スミス記念堂
- 文化・教育施設
滋賀県彦根市、国宝・彦根城のほとりに静かに佇む「スミス記念堂」は、昭和初期の和風礼拝堂建築の傑作として知られています。その歴史は1931年に始まり、単なる美しい建造物であるだけでなく、文化交流と市民の熱意が結晶した記念碑でもあります。
この礼拝堂を建立したのは、アメリカ出身の宣教師であり、彦根高等商業学校(現・滋賀大学経済学部)で英語教師も務めたパーシー・アルメリン・スミス氏です 。スミス氏は、亡き両親への感謝の念と、キリスト教精神に基づいた日米両国民の友好、そして国際平和への強い願いを込めて、この記念堂の建設を発願しました 。世界恐慌の厳しい時代にもかかわらず、日米双方の篤志家から多額の寄付を集め、その理想を実現へと導きました 。
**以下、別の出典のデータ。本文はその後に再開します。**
PR #1563, opened 2023-09-28
Setup faucet for sepolia env

BedrockSquirrel:
### Why this change is needed

- Sepolia testing is easier with a faucet.
- We can probably use this faucet for early partners and users too.
- The testnet deploy was showing red for sepolia because of the faucet step

Add config

### PR checks pre-merging

### DIFF
--- a/tools/faucet/cmd/cli.go
+++ b/tools/faucet/cmd/cli.go
@@ -2,8 +2,9 @@ package main
 
 import (
 	"flag"
-	"github.com/ethereum/go-ethereum/params"
 	"math/big"
+
+	"github.com/ethereum/go-ethereum/params"
 
 	"github.com/obscuronet/go-obscuro/tools/faucet/faucet"
 )
--- a/tools/faucet/cmd/cli.go
+++ b/tools/faucet/cmd/cli.go
@@ -32,6 +32,10 @@ const (
 	serverPortName    = "serverPort"
 	serverPortDefault = 80
 	serverPortUsage   = "Port where the web server binds to"
+
+	defaultAmountName    = "defaultAmount"
+	defaultAmountDefault = 100.0
+	defaultAmountUsage   = "Default amount of token to fund (in ETH)"
 )
 
 func parseCLIArgs() *faucet.Config {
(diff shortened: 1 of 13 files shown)


tools/faucet/cmd/cli.go
```diff
@@ -32,6 +32,10 @@ const (
 	serverPortName    = "serverPort"
 	serverPortDefault = 80
 	serverPortUsage   = "Port where the web server binds to"
+
+	defaultAmountName    = "defaultAmount"
+	defaultAmountDefault = 100.0
```
otherview, line 37: float ?

tools/faucet/cmd/cli.go
```diff
@@ -41,15 +45,25 @@ func parseCLIArgs() *faucet.Config {
 	faucetPK := flag.String(faucetPKName, faucetPKDefault, faucetPKUsage)
 	jwtSecret := flag.String(jwtSecretName, jwtSecretDefault, jwtSecretUsage)
 	serverPort := flag.Int(serverPortName, serverPortDefault, serverPortUsage)
+	defaultAmount := flag.Float64(defaultAmountName, defaultAmountDefault, defaultAmountUsage)
```
otherview, line 48: Any need for it to be a float ?

tools/faucet/cmd/cli.go
```diff
@@ -41,15 +45,25 @@ func parseCLIArgs() *faucet.Config {
...
 	}
 }
+
+func toWei(amount *float64) *big.Int {
+	amtFloat := new(big.Float).SetFloat64(*amount)
+	weiFloat := new(big.Float).Mul(amtFloat, big.NewFloat(1e18))
+	// don't care about the accuracy here, float should have less than 18 decimal places
+	wei, _ := weiFloat.Int(nil)
+	return wei
+}
```
otherview, line 69: Perhaps `gethcommon.ParseEther(ethValue)` is a better alternative.

tools/faucet/faucet/faucet.go
```diff
@@ -13,18 +13,18 @@ import (
...
 
 const (
-	_timeout       = 60 * time.Second
-	OBXNativeToken = "obx"
-	WrappedOBX     = "wobx"
-	WrappedEth     = "weth"
-	WrappedUSDC    = "usdc"
+	_timeout              = 60 * time.Second
+	NativeToken           = "eth"
+	DeprecatedNativeToken = "obx" // leaving this in temporarily for tooling that is getting native funds using `/obx` URL
```
otherview, line 24: better to rip the band aid straight off imo

tools/faucet/cmd/cli.go
```diff
@@ -32,6 +32,10 @@ const (
 	serverPortName    = "serverPort"
 	serverPortDefault = 80
 	serverPortUsage   = "Port where the web server binds to"
+
+	defaultAmountName    = "defaultAmount"
+	defaultAmountDefault = 100.0
+	defaultAmountUsage   = "Default amount of token to fund (in ETH)"
```
otherview, line 38: it's a pet annoyance, I'll leave it to you consideration. The flags receive ETH but the config struct receives WEI. Worth normalizing one way or the other imo.

tools/faucet/webserver/web_server.go
```diff
@@ -24,80 +25,38 @@ type requestAddr struct {
...
+	// authed endpoint
+	r.POST("/auth/fund/:token", jwtTokenChecker(jwtSecret, faucetServer.Logger), fundingHandler(faucetServer, defaultAmount))
 
-		// fund the address
-		addr := common.HexToAddress(req.Address)
-		if err := faucetServer.Fund(&addr, token, amount); err != nil {
-			errorHandler(c, fmt.Errorf("unable to fund request %w", err), faucetServer.Logger)
-			return
-		}
+	r.POST("/fund/:token", fundingHandler(faucetServer, defaultAmount))
```
otherview, line 35: Can a comment be added here to take care of this endpoint before deploying to sepolia ?

tools/faucet/cmd/cli.go
BedrockSquirrel: That does sound better but I can't find it. I've changed 1e18 magic number to use geth's `params.Ether` but seems like in geth they mostly just do the multiplication.

tools/faucet/faucet/faucet.go
BedrockSquirrel: As discussed with Moray, we want to make it less painful to transition. No need to break the discord faucet and e2e tests unnecessarily even if it's an easy fix. I'll add a todo to remove it.

tools/faucet/cmd/cli.go
BedrockSquirrel: I feel like we should mostly use explicit big.Int for token values everywhere in code, seems to be mostly what geth does.

But the CLI is a human configured interface, imo it makes sense for it to use human readable values but not to leak that into other layers. If I'm checking the config for each env I don't want to have to count the zeroes ideally.

tools/faucet/cmd/cli.go
otherview: Could swear there was a ParseEther(string), but had a double look and nothing. params.Ether sounds good.

otherview (approved):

建築にあたっては、スミス氏自身の構想に基づき、地元の優れた宮大工であった宮川庄助氏との緊密な協力のもとで進められました 。建物は、借景である彦根城との調和を深く意識しており、唐破風(からはふ)や花頭窓(かとうまど)といった日本の伝統的な社寺建築の様式を基調としています 。その一方で、屋根瓦や扉、梁など随所に、十字架、葡萄、鳩といったキリスト教の象徴的文様が精巧な彫刻や金具として違和感なく溶け込んでおり、和と洋の精神が見事に融合した独特の美しさを生み出しています 。
長年にわたり日本聖公会彦根聖愛教会の礼拝堂として地域の人々に親しまれてきましたが、1996年、都市計画道路の拡幅工事に伴い、取り壊されるという最大の危機に直面しました 。この報に接し、建物の歴史的・文化的価値を惜しむ滋賀大学の教員や学生、そして地域住民や経済人などの市民有志が立ち上がり、「スミス記念堂を彦根に保存する会」を結成しました 。 保存会は、移築再建のための募金活動や移築先の確保に奔走し、建物は一旦解体され、その部材一つひとつが大切に保管されました 。市民による10年にも及ぶ粘り強い保存運動の結果、彦根市から彦根城を望む現在地の提供を受け、2006年12月に見事再建が果たされました 。そして翌2007年、その文化的価値が高く評価され、国の登録有形文化財に正式に登録されたのです 。
現在、スミス記念堂はNPO法人「スミス会議」によって維持管理され、コンサートや講演会、展示会などに活用される市民の文化交流拠点として、新たな歴史を刻み続けています 。